# iLife 06 - Download?



## asylus (Oct 7, 2005)

Hey all,

Is there a way to purchase iLife 06 by download? I couldn't find one.

Cheers,

://asylus


----------



## wonderings (Jun 10, 2003)

I dont think so. All other releases you had to order the disk from apple, or a reseller


----------



## guytoronto (Jun 25, 2005)

It comes on DVD. Way to large for a download.


----------



## asylus (Oct 7, 2005)

I have a seven megabit line - nothing is too big to download 

Ah well. Is there any indication as to when resellers will have it? I'd rather not order online and wait if I don't have to.


----------



## comprehab (May 28, 2005)

guytoronto said:


> It comes on DVD. Way to large for a download.


Macromedia Studio 8 comes on DVDs...but you can still download it.


----------



## depmode101 (Sep 4, 2002)

i called the apple yorkdale store and they arent expecting iLife06 for at least 2 weeks to a month.

probably get it faster ordering online.


----------



## mikef (Jun 24, 2003)

apple.ca/store (as opposed to the Apple Store at Yorkdale ) says 1-3 business days. I previously ordered iLife '05 from Amazon.ca and it was cheaper than apple.ca/store and quicker (IIRC). Unfortunately, they're not showing '06 yet.


----------



## iMatt (Dec 3, 2004)

Hmph. My iLife gripe is that I only really want to upgrade iPhoto, but I'm not keen to pay $89 to do it and Apple doesn't sell the iApps separately.

I guess I'll wait for detailed reviews. If the new version is a significant improvement, it may turn out to be worth the price...


----------



## ehMax (Feb 17, 2000)

Anybody see any info on Apple's site for a iLife '06 upgrade program of any kind?


----------



## monokitty (Jan 26, 2002)

There hasn't been an iLife Upgrade Package in the past; now sure why there would be one now. Correct me if I'm wrong?


----------



## mikef (Jun 24, 2003)

iMatt said:


> Hmph. My iLife gripe is that I only really want to upgrade iPhoto, but I'm not keen to pay $89 to do it and Apple doesn't sell the iApps separately.
> 
> I guess I'll wait for detailed reviews. If the new version is a significant improvement, it may turn out to be worth the price...


Ok, look at it as if iPhoto costs $89 and the other stuff is bundled for nothing...

I don't use anything but iPhoto (with future aspirations of using iMovie and iDVD) but I can't balk at $89 for an app that I or my wife use literally almost every day.


----------



## iMatt (Dec 3, 2004)

mikef said:


> Ok, look at it as if iPhoto costs $89 and the other stuff is bundled for nothing...
> 
> I don't use anything but iPhoto (with future aspirations of using iMovie and iDVD) but I can't balk at $89 for an app that I or my wife use literally almost every day.


True, but it's only worthwhile if RAW support becomes usable for me. Not that I'm a pro or want to use RAW all the time (in that case I'd just spring for a pro app), but I bought a camera that gives me the option, so I want software that supports the option. Otherwise, I'll look for alternatives. (It's there in v. 5, but only for a limited number of cameras, of which mine isn't one.)


----------



## ehMax (Feb 17, 2000)

Lars said:


> There hasn't been an iLife Upgrade Package in the past; now sure why there would be one now. Correct me if I'm wrong?


They've had it where if you bought a new Mac past a certain date, you could pay $10 to get updated version. I'm assuming that's going to be if you purchase a Mac from today on.


----------



## ehMax (Feb 17, 2000)

Found it:

http://www.apple.com/ilife/uptodate/


----------



## mikef (Jun 24, 2003)

iMatt said:


> True, but it's only worthwhile if RAW support becomes usable for me. Not that I'm a pro or want to use RAW all the time (in that case I'd just spring for a pro app), but I bought a camera that gives me the option, so I want software that supports the option.

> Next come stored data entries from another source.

PR #85, opened 2026-02-27
Feature: contour detection

chetanbarakki:
## Description
This PR improves the Contour Detection operator by making it adaptive to different image types (dark background, bright background)

Fixes #50 

## Type of Change

- [ ] Bug fix
- [x] New feature
- [ ] Breaking change
- [ ] Documentation update

## How Has This Been Tested?
Manually tested

- [ ] Existing tests pass
- [ ] New tests added
- [x] Manual testing

## Screenshots (if applicable)
White background
image

Nature background
image

## Checklist

- [x] My code follows the project's style guidelines
- [x] I have performed a self-review
- [x] I have added/updated documentation as needed
- [x] My changes generate no new warnings
- [x] Tests pass locally

PR #87, opened 2026-02-27
feat(filtering): add Contour Detection operator #50

### LINKED ISSUE #50: Add Contour Detection Operator
**Difficulty:** Hard
**Area:** backend, frontend

## Description

Contour detection is a fundamental technique in computer vision used for shape analysis, object detection, and image segmentation. Contours are curves that join all continuous points along a boundary that share the same color or intensity. OpenCV provides robust contour detection through `cv2.findContours()`, which extracts contour points, and `cv2.drawContours()`, which renders them onto an image.

This operator involves a multi-step pipeline within a single compute call: converting to grayscale, applying a binary threshold to create a mask, finding contours on the mask, and then drawing the detected contours onto the original color image. Multiple parameters control the behavior: the retrieval mode determines the contour hierarchy (external only vs. full tree), the approximation method controls point density, and color/thickness control the visual rendering.

## Acceptance Criteria

- [ ] A contour detection operator is implemented in the backend following the existing operator pattern
- [ ] The operator detects contours and draws them on the original image
- [ ] Retrieval mode parameter supports at least EXTERNAL and TREE options
- [ ] Approximation method parameter supports SIMPLE and NONE
- [ ] Color and thickness parameters control the appearance of drawn contours
- [ ] The operator is registered and available in the processing pipeline
- [ ] A Blockly block exists with dropdowns for mode and method, a color picker, and a thickness field, appearing in the filtering category
- [ ] End-to-end: the operator visibly draws contour outlines on an image with distinct shapes

## Resources

- [OpenCV Contours tutorial](https://docs.opencv.org/4.x/d4/d73/tutorial_py_contours_begin.html)
- [cv2.findContours](https://docs.opencv.org/4.x/d3/dc0/group__imgproc__shape.html#gadf1ad6a0b82947fa1fe3c3d497f260e0)
- [cv2.drawContours](https://docs.opencv.org/4.x/d6/d6e/group__imgproc__draw.html#ga746c0625f1781f1ffc9056259103edbc)
- Existing color utility: `imagelab-backend/app/utils/color.py`

Jayant-kernel:
## Description
Implements Issue #50 natively mapping Contour Extractor tools. Added `filtering_contourdetection` backend operators utilizing robust `cv2.findContours` binary thresholds supporting `EXTERNAL`/`TREE` hierarchy modes. Extended frontend Blockly logic enabling parameters directly for custom strokes.

Fixes #50

## Type of Change
- [ ] New feature

## Checklist
- [x] My code follows the project's style guidelines (Ruff Formatted)
- [x] I have generated unit tests mapping logical structural matrices
- [x] Tests pass locally (Pytest & npm build)

##What:
- Adds ContourDetection operator (mode: EXTERNAL/TREE, method: SIMPLE/NONE, color, thickness)
- Registers operator in backend registry
- Adds frontend Blockly block + category entry
- Adds pytest regression tests (no-contours + grayscale + BGRA)

## How tested
Backend:
- `cd imagelab-backend && uv run ruff format . && uv run ruff check .`
- `cd imagelab-backend && uv run pytest -v`

Frontend:
- `cd imagelab-frontend && npm run lint`
- `cd imagelab-frontend && npm run build`

## Notes
- Operator is **un-opinionated**: does not force thresholding/blur; expects a mask or single-channel image for `findContours`.
- Handles grayscale and BGRA inputs without crashing.

## Checklist
- [x] Focused diff (only contour-related files)
- [x] ruff format + ruff check pass
- [x] pytest pass
- [x] frontend lint/build pass

### DIFF
--- a/imagelab-backend/app/operators/filtering/contour_detection.py
+++ b/imagelab-backend/app/operators/filtering/contour_detection.py
@@ -4,63 +4,43 @@ import numpy as np
 from app.operators.base import BaseOperator
 from app.utils.color import hex_to_bgr
 
-MODE_MAP = {"EXTERNAL": cv2.RETR_EXTERNAL, "TREE": cv2.RETR_TREE}
-METHOD_MAP = {"SIMPLE": cv2.CHAIN_APPROX_SIMPLE, "NONE": cv2.CHAIN_APPROX_NONE}
+_MODE_MAP = {"EXTERNAL": cv2.RETR_EXTERNAL, "TREE": cv2.RETR_TREE}
+_METHOD_MAP = {"SIMPLE": cv2.CHAIN_APPROX_SIMPLE, "NONE": cv2.CHAIN_APPROX_NONE}
 
 
 class ContourDetection(BaseOperator):
     def compute(self, image: np.ndarray) -> np.ndarray:
-        """
-        Detect contours in a single-channel (binary/grayscale) image and draw
-        them onto a copy of the input.
-
-        Params:
-            mode (str): "EXTERNAL" (outermost contours only) or "TREE" (full hierarchy).
-            method (str): "SIMPLE" (compressed) or "NONE" (all contour points).
-            rgbcolors_input (str): Hex color string for the drawn contours (e.g. "#00ff00").
-            thickness (int): Stroke width in pixels (>= 1, <= 50).
-
-        Note:
-            Float images are scaled to [0, 255] before processing.
-            Grayscale input is promoted to BGR in the returned image.
-            Does not apply thresholding or blurring; the caller is responsible
-            for ensuring the input is a suitable binary or edge mask.
-        """
         mode_str = str(self.params.get("mode", "EXTERNAL")).upper()
         method_str = str(self.params.get("method", "SIMPLE")).upper()
         thickness = int(self.params.get("thickness", 2))
-        hex_color = self.params.get("rgbcolors_input", "#00ff00")
-        bgr_color = hex_to_bgr(hex_color)
+        bgr_color = hex_to_bgr(self.params.get("rgbcolors_input", "#00ff00"))
 
-        if mode_str not in MODE_MAP:
-            raise ValueError(f"Invalid contour mode '{mode_str}'. Must be one of {list(MODE_MAP)}.")
-        if method_str not in METHOD_MAP:
-            raise ValueError(f"Invalid contour method '{method_str}'. Must be one of {list(METHOD_MAP)}.")
-        mode = MODE_MAP[mode_str]
-        method = METHOD_MAP[method_str]
+        if mode_str not in _MODE_MAP:
+            raise ValueError(f"Invalid contour mode '{mode_str}'. Must be one of {list(_MODE_MAP)}.")
+        if method_str not in _METHOD_MAP:
+            raise ValueError(f"Invalid contour method '{method_str}'. Must be one of {list(_METHOD_MAP)}.")
+        if thickness < 1 or thickness > 50:
+            raise ValueError(f"thickness must be between 1 and 50, got {thickness}")
 
-        if thickness < 1:
-            raise ValueError(f"thickness must be >= 1, got {thickness}")
-        if thickness > 50:
-            raise ValueError(f"thickness must be <= 50, got {thickness}")
+        mode = _MODE_MAP[mode_str]
+        method = _METHOD_MAP[method_str]
 
-        if image.ndim == 3 and image.shape[2] == 3:
+        # Convert to single-channel for findContours
+        if len(image.shape) == 3 and image.shape[2] == 3:
             gray = cv2.cvtColor(image, cv2.COLOR_BGR2GRAY)
-        elif image.ndim == 3 and image.shape[2] == 4:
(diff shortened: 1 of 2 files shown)


Jayant-kernel:
Hi @ivantha! Just pushed an update to my PR. I noticed the discussion about adding automatic blurring/inversion/otsu inside the contour operator.

My PR deliberately avoids doing that to preserve the Single Responsibility Principle. In a pipeline editor like ImageLab, I believe the Contour operator should strictly just find and draw contours. If users want to reduce noise or apply Otsu thresholding first, they can simply snap the existing Blur and Threshold blocks before the Contour block in their workspace! This keeps the operator modular and predictable.

I did, however, implement the BGRA/transparency safety check so 4-channel images don't crash the pipeline. Let me know which architectural direction you prefer!

Jayant-kernel:
@ivantha 
I noticed #85 is also addressing #50. In #87 I kept the diff very small (5 files, 1 commit) and added pytest coverage (no-contours + grayscale + BGRA) along with the frontend block wiring. 

If you’d rather proceed with #85, I’m totally happy to close #87 and help there — just let me know your preference.

imagelab-backend/app/operators/filtering/contour_detection.py
```diff
@@ -0,0 +1,53 @@
+import cv2
+import numpy as np
+
+from app.operators.base import BaseOperator
+from app.utils.color import hex_to_bgr
+
+
+class ContourDetection(BaseOperator):
+    def compute(self, image: np.ndarray) -> np.ndarray:
```
ivantha: **[LOW]** Missing docstring on `compute()` method

The `compute()` method has no docstring, making it harder for users of the operator to understand:
- What input format is expected (`uint8` only? Any dtype? Any channel count?).
- What parameters are supported and their allowed values.
- What the output format will be (notably, that grayscale input may be converted to BGR).
- Any known limitations or caveats.

Other operators in the codebase may follow a similar pattern, but given this operator's non-trivial output format behavior (described above), documentation is especially important here.

**Suggestion:**
```
Add a docstring:

```python
    """
    Detect contours in a single-channel (binary/grayscale) image and draw
    them onto a copy of the input.

    Params:
        mode (str): "EXTERNAL" (outermost contours only) or "TREE" (full hierarchy).
        method (str): "SIMPLE" (compressed) or "NONE" (all contour points).
        rgbcolors_input (str): Hex color string for the drawn contours (e.g. "#00ff00").
        thickness (int): Stroke width in pixels (>= 1).

    Note:
        Expects a uint8 image. Float images are scaled to [0,255].
        Grayscale input is promoted to BGR in the returned image.
        Does not apply thresholding or blurring; the caller is responsible
        for ensuring the input is a suitable binary or edge mask.
    """
```
```

File: imagelab-frontend/src/blocks/definitions/filtering.blocks.ts [hunk 2]
```diff
@@ -112,4 +112,35 @@ export const filteringBlocks = [
...
+      { type: "input_dummy" },
+      { type: "field_colour", name: "rgbcolors_input", colour: "#00ff00" },
+      { type: "input_dummy" },
+      { type: "field_number", name: "thickness", value: 2, min: 1 },
+    ],
+    previousStatement: null,
+    nextStatement: null,
+    style: "filtering_style",
+    tooltip: "Detects contours on an image and renders them over the original graphic.",
+  },
```
ivantha: **[LOW]** No maximum thickness constraint in frontend block definition

The `field_number` for `thickness` sets `min: 1` but has no `max`. A user can enter arbitrarily large values (e.g., `9999`) in the Blockly UI. While the backend can enforce limits, a maximum on the frontend improves UX by preventing obviously invalid inputs at the point of entry and gives users a clear indication of the valid range.

**Suggestion:**
```
Add a `max` constraint consistent with what the backend will enforce:

```typescript
{ type: "field_number", name: "thickness", value: 2, min: 1, max: 50 },
```

Choose a maximum that makes semantic sense for the use case (e.g., 50 pixels is a very thick contour stroke for most image sizes).
```

File: imagelab-backend/app/operators/registry.py [hunk 3]
```diff
@@ -85,6 +86,7 @@
     "filtering_erosion": Erosion,
     "filtering_dilation": Dilation,
     "filtering_morphological": Morphological,
+    "filtering_contourdetection": ContourDetection,
```
ivantha: **[LOW]** Contour detection may be miscategorized as a "filtering" operation

Contour detection is fundamentally an **analysis/drawing** operation—it detects structural features and renders geometry onto an image. The existing `filtering` category groups operations like `BilateralFilter`, `Erosion`, and `BoxFilter`, which transform pixel values. Placing contour detection here may confuse users who expect filtering to modify pixel intensities rather than draw geometric shapes.

This is a design discussion point rather than a defect, but worth raising before the category structure grows harder to change.

**Suggestion:**
```
Consider placing `ContourDetection` under an existing `drawing` or `analysis` category if one exists, or creating a new `shape_analysis` category. At minimum, open a follow-up issue to discuss the operator taxonomy. The frontend label `"Contour Detection"` is accurate, but the category label `"Filtering"` shown to the user may be misleading.
```

Jayant-kernel:
@ivantha 
please rereview it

Otherwise, I'll look for alternatives. (It's there in v. 5, but only for a limited number of cameras, of which mine isn't one.)


What viable alternatives are there for $89? I don't know of any but would be interested if there were one.


----------



## iMatt (Dec 3, 2004)

mikef said:


> What viable alternatives are there for $89? I don't know of any but would be interested if there were one.


GraphicConverter provides basic RAW support for $30 US. I haven't played with it much, but clearly it doesn't take a massive effort to provide at least some support for a variety of RAW formats for a low price. (And again, I don't expect iPhoto to do a lot, given the price...)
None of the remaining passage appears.